Commenting on IAS’s closure, a Law Society spokesperson said: ‘While parliament debates further cuts in legal aid, [last week’s] news of the collapse of IAS has left thousands of clients stranded. This is the true impact of funding cuts.
‘The government claims that not-for-profit organisations like IAS will fill the gaps in public service provision.
'The fact that this is the second such collapse in the sector in less than a year [after Refugee and Migrant Justice closed in June 2010] shows that these claims are little more than wishful thinking.’


Comments
Nice one Ken -
From you previous public announcments maybe just not the sort of rape or torture you feel rates?

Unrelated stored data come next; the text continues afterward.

PR #3650, opened 2022-01-26
Propagate py::multiple_inheritance to all children

virtuald:
## Description

This builds on the tests split from #3665 into #3649, which should probably be merged first.

This started with a comment that @Skylion007 made on my tests for #3635, and I realized the fix was straightforward. Previously, you had to mark any child of a class that participated in multiple inheritance with `py::multiple_inheritance`, even if the child derived from a single base. Now, pybind11 can autodetect this in most cases.

I'm not confident this is quite the right fix. It's not clear to me what the difference between `simple_type` and `simple_ancestors` are, and I wonder if the purpose of `simple_type` has evolved over time as it's only used in one place.

A different fix might be to change type_caster_base's simple_type check to simple_ancestors, but then simple type wouldn't be used anywhere? 

... actually, I just realized this change makes simple_type and simple_ancestors identical? Simple ancestors is only used for registering/deregistering instances.

 It's late here, I'll sleep on it. There must be a subtle side effect of simple_type that I'm just missing and that the tests don't currently cover.

## Suggested changelog entry:

```rst
* ``py::multiple_inheritance`` is now only needed when C++ bases are hidden from pybind11
```

### DIFF
--- a/include/pybind11/pybind11.h
+++ b/include/pybind11/pybind11.h
@@ -1206,10 +1206,13 @@ protected:
         if (rec.bases.size() > 1 || rec.multiple_inheritance) {
             mark_parents_nonsimple(tinfo->type);
             tinfo->simple_ancestors = false;
+            tinfo->simple_type = false;
         }
         else if (rec.bases.size() == 1) {
             auto parent_tinfo = get_type_info((PyTypeObject *) rec.bases[0].ptr());
             tinfo->simple_ancestors = parent_tinfo->simple_ancestors;
+            // a child of a non-simple type can never be a simple type
+            tinfo->simple_type = parent_tinfo->simple_type;
         }
 
         if (rec.module_local) {
--- a/tests/test_multiple_inheritance.cpp
+++ b/tests/test_multiple_inheritance.cpp
@@ -304,9 +304,7 @@ TEST_SUBMODULE(multiple_inheritance, m) {
         .def("get_e_d1", &MVE::get_e_d1)
         .def("get_e_e", &MVE::get_e_e)
         .def_readwrite("e", &MVE::e);
-    // TODO: py::multiple_inheritance is required here, but pybind11 should
-    // be able to detect this by looking at MVE which is already bound...
-    py::class_<MVF, MVE>(m, "MVF", py::multiple_inheritance())
+    py::class_<MVF, MVE>(m, "MVF")
         .def(py::init<>())
         .def("get_f_b", &MVF::get_f_b)
         .def("get_f_c", &MVF::get_f_c)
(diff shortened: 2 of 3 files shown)


include/pybind11/pybind11.h
```diff
@@ -1206,10 +1206,13 @@ class generic_type : public object {
...
             mark_parents_nonsimple(tinfo->type);
             tinfo->simple_ancestors = false;
+            tinfo->simple_type = false;
         }
         else if (rec.bases.size() == 1) {
             auto parent_tinfo = get_type_info((PyTypeObject *) rec.bases[0].ptr());
             tinfo->simple_ancestors = parent_tinfo->simple_ancestors;
+            // a child of a non-simple type can never be a simple type
+            tinfo->simple_type = parent_tinfo->simple_type;
         }
```
Skylion007, line 1217: According to the documentation for the TypeInfo type, a type with non simple_ancestors can never be a simple type. We should add an assert somewhere that verifies this:
```suggestion
        // a child of a non-simple type can never be a simple type
        assert (!tinfo->simple_type || tinfo->simple_ancestors));
```

include/pybind11/pybind11.h
```diff
@@ -1206,10 +1206,13 @@ class generic_type : public object {
         if (rec.bases.size() > 1 || rec.multiple_inheritance) {
             mark_parents_nonsimple(tinfo->type);
             tinfo->simple_ancestors = false;
+            tinfo->simple_type = false;
         }
         else if (rec.bases.size() == 1) {
             auto parent_tinfo = get_type_info((PyTypeObject *) rec.bases[0].ptr());
             tinfo->simple_ancestors = parent_tinfo->simple_ancestors;
+            // a child of a non-simple type can never be a simple type
+            tinfo->simple_type = parent_tinfo->simple_type;
```
Skylion007, line 1215: Nit: Technically should be "&&" because non-simple parent implies non-simple type, but simple parent may not imply simple type by it's current definition.

Skylion007 (approved):

henryiii (approved):

rwgk:
@jagerman for comment, who I believe was the main author of the multiple inheritance code.

rwgk:
I'll try to get this through the global testing asap (hopefully the 12:00 batch, in ~2 hours).

rwgk:
This PR is now in the global testing pipeline (12:00 batch), after first testing manually with ASAN.

rwgk (approved):
The global testing went fine. Results are a bit noisy again, but after looking through I'm convinced we're good to go ahead.

rwgk:
This is also on the smart_holder branch now. Thanks again!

Last year, Ken Clarke said
Last year, Ken Clarke said that there was no basis for saving RMJ because every other non profit provider had managed to survive to the new climate. Eat your words now Ken...
Banality of evil
More of this to come once Ken gets his cuts in. Is anyone listening-talk about the banality of evil.
So why..
would a rape or torture "Victim" travel thousands of miles (instead of crossing into the next country (where they would be safe from rape and torture), travel across 10 or more safe countries, to claim "asylum" on these gulible and generous shores???. Bogus asylum seekers/economic migrants??, surely not. Britain cannot be the gold-plated, free house, free health, free education, free everything provider for the world's poor when its own economy is bust/its own citizens are skint!
I think Get Real needs to get
I think Get Real needs to get real. Often, the country over the border isn't a safe country. The whole world is not yet a signatory to the Refugee Convention. India is not part of the 1951 Convention. Libya is not. Libya does (prior to the recent war) return non-Arab Darfuris to Sudan, Eritreans to Eritrea and/or Ethiopia. We shouldn't care how these people have got here, if they have been tortured, which includes sexual violence, as a civilised nation, we should offer them a route to recovery. A little humanity can go a long way. That is what the Christians teach, that is what this country was built on, that is why we should continue.
Rape and torture victim turned away from ...
I learned and read of the closure of IAS with great sadness and deep concern for their existing clients who are left completely in the cold and also deep sympathy for colleagues who have over the years provided a good and important service to vulnerable and much maligned people.
The dismantling of the legal aid system generally and the destruction of the Human Rights legal aid sector sepcifically is a cause of great concern and truly shocking, not only because it raises the question of the UK's ability (and willingness) to truly engage with its various Humanitarian International obligations, but also because it is an abdication of the principles the country professed to support and care for.
Not to speak of the waste of talent and knowledge... It signifies the erosion of rights and liberties and I am truly curious to see where it wll lead.
The norm is that the scapegoating and denial of rights once started never stops...We just move on to the next victim. Sad and shocking.
Commenters such as Get Real should really get the facts correctly before engaging their mouths / fingers. I thought of a more comprehensive response but thought if you can only see the issue in such simplistic terms...Each to his own opinion, but I would expect one's opinion, whatever it is, to be more informatively defended than simply resorting to the platitudes of the Daily Mail...!
Cause for relief
I am relieved that my parents brought me up to have no faith in the ability of our socio-economic system to deliver either social justice or proper provision for the vulnerable. They maintained the view that the welfare state had to be actively protected against the distortive depredations of Profit-there was no room at all for complacency. But for 30 years the country has been running in precisely the opposite direction, constantly favouring riches over compassion, with the mass media-closer to Governments than even a cynic might have thought-a willing cheerleader for all those millions of turkeys out there squawking about immigrants and awaiting their own Christmas.
So, whilst I am shocked at the above news, I am not in the least surprised.